In a sign of just how critical companies and universities are viewing cybersecurity as a profession that will require a large but as yet unfilled talent pipeline, a Michigan consortium is reaching all the way back to grade school to begin educating students and grooming them for the future.

Their goal is to develop 2,000 cybersecurity leaders, and have 10% of the students training in advanced cybersecurity skills by the time they graduate. It’s all part of a plan hatched by the Upper Peninsula (U.P.) Cybersecurity Talent Consortium, led by NMU Corporate Engagement Director David Nyberg and local school superintendent Bryan DeAugustine. The consortium brings businesses, colleges, schools, and universities across the region together to work toward making the area known for cybersecurity talent. The consortium received almost $2.5 million from Michigan’s Marshall Plan for Talent program to help educators develop career pathways for students going into the cybersecurity industry.

“The goal is to collaborate, to create a cybersecurity pipeline that goes from the public schools, to secondary education, to employment,” said Escanaba Schools Superintendent Coby Fletcher. “What’s nice about this is that cybersecurity can be done from anywhere and doesn’t rely on an expensive infrastructure.… We can equip students with state of the art skills, provide good jobs, and help boost our regional economy.”

The U.P. Cybersecurity Talent Consortium is currently developing specific cybersecurity curricula for grades K-5, 6-8, and 9-12 that will be offered at 18 school districts and four intermediate school districts. Escanaba Area Public Schools is one of five anchor districts involved in creating future employees in the cybersecurity industry. “Each will lead to micro-credentials, or badges, that students can earn throughout their secondary education,” said Nyberg.

Bay de Noc Community College is also involved in the talent development initiative. Its Dean of Business, Technology, and Work Force Training, Cindy Carter, said enrollment in cybersecurity is the highest it has ever been, partly due to the school’s Early Middle College (EMC) program. EMC gives high school students the opportunity to accumulate college credits while getting their diploma. The community college’s internship program also comes into play. “Now a student can pair up with a business and work hands-on, at the same time an employer gets a look at a potential employee. The student will graduate with a degree as well as a certification in the cybersecurity industry,” Carter explained.

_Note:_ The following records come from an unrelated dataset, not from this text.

PR #2272, opened 2018-01-29
On linux 390 make sure to target z9-190 as the architecture

charliegracie:
With the move to CMake some assembly files get assembled using
GCC instead of AS. On Linux 390 some of the instructions used in
the port library assembly files are only supported on newer
architectures so we should set `-march=z9-190`. The compiler
technology is already setting this value for assembler files.


charliegracie:
@fjeremic and @dnakamura can you give this a quick review?

charliegracie:

PR #2273, opened 2018-01-29
Facility for marking assumptions for later removal

klangman:
Allows for marking assumptions which will be removed later.
Used in OpenJ9 to speed up removal of assumptions during
class unloading.

Signed-off-by: Kevin Langman <langman@ca.ibm.com>

### DIFF
--- a/compiler/runtime/OMRRuntimeAssumptions.hpp
+++ b/compiler/runtime/OMRRuntimeAssumptions.hpp
@@ -1,5 +1,5 @@
 /*******************************************************************************
- * Copyright (c) 2000, 2017 IBM Corp. and others
+ * Copyright (c) 2000, 2018 IBM Corp. and others
  *
  * This program and the accompanying materials are made available under
  * the terms of the Eclipse Public License 2.0 which accompanies this
@@ -48,6 +48,11 @@ enum RuntimeAssumptionCategory
    ValueModification,
    SentinelCategory,
    LastRuntimeAssumptionCategory = SentinelCategory
+   };
+
+enum AssumptionSameJittedBodyFlags
+   {
+   MARK_FOR_DELETE=1
    };
 
 class RuntimeAssumption : public TR_Link0<RuntimeAssumption>
@@ -106,9 +111,23 @@ class RuntimeAssumption : public TR_Link0<RuntimeAssumption>
       setNext(NULL);
       }
 
+   /**
+    * Mark this assumption for future removal
+    * The caller of this routine must insure that the assumption has been dequeueFromListOfAssumptionsForJittedBody
+    * prior to this call. Using this marking feature will allow for removing a number of items from the linked-list
+    * of assumptions using one pass through the linked-list
+    */
+   void markForDetach() { _nextAssumptionForSameJittedBody = (RuntimeAssumption *)(((uintptr_t)_nextAssumptionForSameJittedBody)|MARK_FOR_DELETE); }
+
+   /**
+    * Returns true when the assumption has previously been marked using the markForDetach routine
+    */
+   bool isMarkedForDetach() { return(((uintptr_t)(_nextAssumptionForSameJittedBody)&MARK_FOR_DELETE) == MARK_FOR_DELETE); }
+
    protected:
    RuntimeAssumption *_nextAssumptionForSameJittedBody; // links assumptions that pertain to the same method body
-                                                           // These should form a circular linked list with a sentinel
+                                                        // These should form a circular linked list with a sentinel
+                                                        // Lower bit is used to mark assumptions that will be removed after all marking is completed
    uintptrj_t _key; // key for searching in the hashtable
    };
 


klangman:
@mpirvu Can you review this change?

compiler/runtime/OMRRuntimeAssumptions.hpp
```diff
@@ -105,10 +105,13 @@ class RuntimeAssumption : public TR_Link0<RuntimeAssumption>
       _nextAssumptionForSameJittedBody = 0;
       setNext(NULL);
       }
```
0xdaryl: I'd like to see Doxygen comments for new functions added to the API please.

compiler/runtime/OMRRuntimeAssumptions.hpp
```diff
@@ -105,10 +105,13 @@ class RuntimeAssumption : public TR_Link0<RuntimeAssumption>
...
+   void markForDetach() { _nextAssumptionForSameJittedBody = (RuntimeAssumption *)(((uintptrj_t)_nextAssumptionForSameJittedBody)|1); };
```
fjeremic: Do we need to update `getNextAssumptionForSameJittedBody` and `setNextAssumptionForSameJittedBody`? It seems that if this is a true circular buffer we could end up dereferencing an assumption with the "removable" bit set which would cause runtime errors.

Is the overhead of an extra field too high in this scenario to warrant this bit hackery? At the very least this bit needs to be given a proper name via an `enum` for example and the qualified name should be used throughout rather than a magic constant.

compiler/runtime/OMRRuntimeAssumptions.hpp
fjeremic: Might as well also properly Doxygen `_nextAssumptionForSameJittedBody` since we are changing its meaning.

compiler/runtime/OMRRuntimeAssumptions.hpp
mpirvu: Perhaps an issue describing the problem we are trying to solve and a sketch of the solution is warranted here.
As Kevin explained to me, marking (setting the last bit of` _nextAssumptionForSameJittedBody`) is done when the body containing the assumption is about to be reclaimed. We start at the `sentinel` and end at the `sentinel`. From that moment on the circular list of assumptions belonging to the same body is no longer going to be traversed so the last bit being set should not cause problems.

The most elegant solution to the overhead encountered when detaching from the RAT (Runtime Assumption Table) is to make the buckets of the RAT a doubly linked list. This means adding another pointer to each runtime assumption which in turn will increase the footprint (assumptions could be in the millions).

I totally agree with having a symbolic value for that bit. That would be more readable and would allow searching.

fjeremic: > From that moment on the circular list of assumptions belonging to the same body is no longer going to be traversed so the last bit being set should not cause problems.

I don't think I'm understanding this part. Why mark the bit if the list will never be traversed again? Who tests this bit and when? Is it possible to outline the algorithm which sets and tests this bit? Can some entries have the bit set and others not?

I suppose my feedback here is that the intention of this bit is not clear at all to a potential downstream project attempting to consume this API. We need to exhaustively document what the exact intention is, how it is meant to be consumed, and if there are any implicit assumptions we are imposing on the consumers of this API.

klangman: The setting of the bit and the removal of the assumption is done in one stop-the-world event. Therefore it's not possible for any traversal of the linked-list when the bit is set on the nextAssumptionForSameJittedBody field. In this way we are able to mark all the assumptions one at a time, then remove all the assumption all in one pass over the assumption table resulting in a massive reduction in pause time when thousands of classes are being removed in one GC cycle. As Marius pointed out, this is a compromise that allows for good performance with minimal increase in footprint. The original method for removing assumptions remains, this is just another option that allows for better performance if implemented correctly.

fjeremic: So if the assumptions are marked and then removed in lock-step could we not use a local hashtable to keep track of which allocations to remove?

joransiu: Is the savings here that we can do a bulk remove of consecutive assumptions in a single post pass (i.e. 1 set of pointer updates per bulk remove), vs the cost of having to individually remove individual entries in the list (1 set of updates per entry removed)?

mpirvu: I was talking to Filip and one suggestion that emerged from the discussion (part from the need for documentation) was to completely kill the `_nextAssumptionForSameJittedBody` pointer with an eye catcher (like DEADFOOD) rather than setting the last bit. This way it's clear that we don't plan on using the pointer anymore.

klangman: For debugging purposes, I think we should leave it as a low bit tag. If we get a core file with 0xDEADFOOD as the next pointer we have less data to work with then we would if we left it as a valid next pointer with only the lower bit set.

vijaysun-omr:
genie-omr build all

PR #2275, opened 2018-01-30
Direct old-to-old-reference callback

amicic:
Bypass hook API tp reduce overhead, mostly by avoiding the hook internal
stats counter (which is using an atomic increment).


charliegracie:
@amicic do downstream projects also have to be modified since we removed a hook?

charliegracie:

amicic:
Perhaps yes - you should know better. I can leave the hook, if needed.

amicic:
Well, I'd be really surprised that anybody else would be using this hook. This hook is for a very specific purpose (Scavenger to Concurrent Global GC interaction), and all that code resides within OMR.

charliegracie:
No I do not see any references either.

PR #2276, opened 2018-01-30
CMake: modify add_compiler_subdirectory avoid creating new scope

dnakamura:
By switching the backend from `add_subdirectory` to `include` we can
avoid introducing a new scope.


charliegracie:
@genie-omr build plinux 

No need to test the other platforms yet since they are not using CMake and these are CMake specific changes.

cmake/modules/OmrCompilerSupport.cmake
```diff
@@ -329,23 +329,13 @@ function(create_omr_compiler_library)
 	# Add the contents of the macro to CORE_COMPILER_OBJECTS in this scope.
 	# The library name parameter is currently ignored.
 	macro(compiler_library libraryname)
-		# Since CMake *copies* the enviornment from parent to child scope,
-		# a PARENT_SCOPE set ultimately is not reflected for local lookups.
-		# As a result, we need to _also_ update the local scope here if we
-		# want this to succeed when called multiple times in a scope.
-		set(CORE_COMPILER_OBJECTS ${CORE_COMPILER_OBJECTS} ${ARGN}             )
-		set(CORE_COMPILER_OBJECTS ${CORE_COMPILER_OBJECTS} ${ARGN} PARENT_SCOPE)
+		list(APPEND CORE_COMPILER_OBJECTS ${ARGN})
```
charliegracie: Can you explain the differences between the lines you removed and the line you added?

dnakamura: The second line, `set(CORE_COMPILER_OBJECTS ${CORE_COMPILER_OBJECTS} ${ARGN} PARENT_SCOPE)` is no longer required since we are no longer introducing a new scope. 
`set(CORE_COMPILER_OBJECTS ${CORE_COMPILER_OBJECTS} ${ARGN})`, is effectively the same as the simple `list(APPEND ...)` although I feel the `list(APPEND...)` form more clearly shows our intent

charliegracie: @rwy0717 I think this is good.  Your thoughts?

rwy0717:
a little late but, LGTM.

She added that cybersecurity is also attractive to adult learners, such as veterans and career changers. “Non-traditional students are working for a two year degree in cybersecurity. There are jobs available and it can pay well,” said Carter. “I think we’ll see this continue to grow.” Students that start at Bay College can transfer to NMU and work toward a bachelor’s degree, she continued.

“Cybersecurity is a great field that anyone can get into. I think there’s a misperception out there that the field is too high-tech to get involved in, but anyone can do it,” said Carter.

NMU’s existing Cyber Defense and Information Assurance course expanded on May 2, 2019 with the opening of the Upper Peninsula Cybersecurity Institute. The Institute is a place to test products, train, and collaborate. Training includes live security attacks and defense exercises.